Editorial

La importancia histórica del Ejército Nacional en escenarios internacionales se ha mantenido con el pasar del tiempo, desde sus inicios, hace ya más de 200 años, la relación con diferentes países ha venido ganando importancia de forma proporcional al crecimiento institucional. Recordamos que esos primeros apoyos de países europeos arribaron con el proceso independentista en lo que se conoció como la Legión Británica.

 

La institución ha seguido fortaleciendo esos lasos internacionales que hoy llevan a que militares del Ejército colombiano hagan presencia en todos los continentes, por lo que se hace importante remitirnos al papel que han jugado los Héroes Bicentenarios en episodios históricos del ámbito mundial, como la guerra de Corea y la guerra de Suez. Esta última, derivó en la posfirma del acuerdo Camp David, hecho por el cual se ha venido participando en la Fuerza Multinacional de Paz en la península del Sinaí, misión que no solamente vela por la seguridad multidimensional, sino por el progreso de la democracia alrededor del mundo.

 

Ahora bien, gracias al crecimiento de la agenda internacional de la institución, se crearon alianzas estratégicas como las Comisiones Mixtas y Reunión de Altos Mandos Militares, que pudieran ser fortalecidas en los marcos de las relaciones bilaterales, basadas en el intercambio de capacidades y conocimientos sobre asuntos de interés común. Estos instrumentos de cooperación incluyen las conferencias Bilaterales de Estado Mayor entre los Ejércitos de Colombia y Estados Unidos, Brasil, Argentina, Chile e Israel.

 

Simultáneamente, es preciso indicar que la Fuerza actualmente participa activamente en 58 mecanismos internacionales desde el nivel político-estratégico hasta el nivel operacional, demostrando cada vez más su compromiso por apoyar la política exterior colombiana y continuar promoviendo las capacidades adquiridas a lo largo del tiempo, como herramienta de soporte para la comunidad internacional.

 

Con respecto a la Organización de Naciones Unidas (ONU), el Ejército Nacional continúa con su empeño de apoyar los esfuerzos internacionales dirigidos a mantener la paz y seguridad, motivo por el cual a partir del año 2016 se han desplegado diferentes oficiales como observadores en dos misiones de paz de las Naciones Unidas (Provisional de las Naciones Unidas en el Líbano, Unifil, y Misión Multidimensional Integrada de Estabilización en la República Centroafricana, Minusca).

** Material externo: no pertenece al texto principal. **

PR #673, opened 2023-06-25
fix: queues map init with size

ghosx:
Initializing the queue can improve performance and reduce the number of map expansions. When there are 10 queues, the following is my performance test:

```shell
goos: linux
goarch: amd64
pkg: go-all-in-one/map
cpu: AMD EPYC 7K62 48-Core Processor
BenchmarkWithSize-8 2684252 447.0 ns/op 576 B/op 1 allocs/op
BenchmarkWithoutSize-8 2147931 557.8 ns/op 292 B/op 1 allocs/op
```

### DIFF
--- a/internal/base/base.go
+++ b/internal/base/base.go
@@ -375,7 +375,7 @@ func EncodeServerInfo(info *ServerInfo) ([]byte, error) {
 	if info == nil {
 		return nil, fmt.Errorf("cannot encode nil server info")
 	}
-	queues := make(map[string]int32)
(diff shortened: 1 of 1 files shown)


kamikazechaser:
Not really a fix. But **very minimal** runtime costs improvement.

pior:
Very minimal optimisation, that would be visible on micro-benchmark only.
But since the code is correct, and this is very standard for a map copy, I think we should accept it.
cc @kamikazechaser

Por otra parte, desde el año 2013, con la suscripción del Acuerdo sobre Cooperación y Seguridad de la Información, Colombia ha buscado ampliar la cooperación con la Organización del Tratado del Atlántico Norte (Otan), siendo el más reciente avance la aprobación del Centro Internacional de Desminado (Cides) como Centro de Educación y Entrenamiento de la Alianza, proceso que inició en el año 2018 y con el que el Ejército Nacional de Colombia se ha posicionado como oferente de capacidades a nivel internacional.

 

Es importante mencionar que las relaciones internacionales dentro de la historia de la institución han sido parte de un esfuerzo continuo que demanda de toda la articulación y direccionamiento para afrontar los desafíos y nuevos retos en la hoja de ruta trazada hacia el año 2030. Por lo tanto, como principal enfoque de esta visión de futuro, la Fuerza proyecta cuatro líneas estratégicas orientadas de la siguiente forma:

 

En primer lugar la educación desde un portafolio con perspectiva de oferta y demanda, que permita atraer y exportar capacidades operacionales. En segundo lugar, la lucha contra el crimen organizado transnacional, como parte de la misión permanente que realiza el Ejército Nacional protegiendo la soberanía e integridad territorial. Tercero, el apoyo a la comunidad internacional, como parte del compromiso gubernamental en reciprocidad al acompañamiento y soporte brindado a Colombia durante el proceso de transición que ha venido desarrollando durante los últimos años. Finalmente, la cuarta línea se enfoca en la proyección internacional desde la óptica del posicionamiento institucional en los escenarios estratégicos de interés para la Fuerza, para que se exterioricen sus capacidades junto a Ejércitos del primer mundo, que posean tecnologías, experiencias y doctrina a la vanguardia del mundo moderno.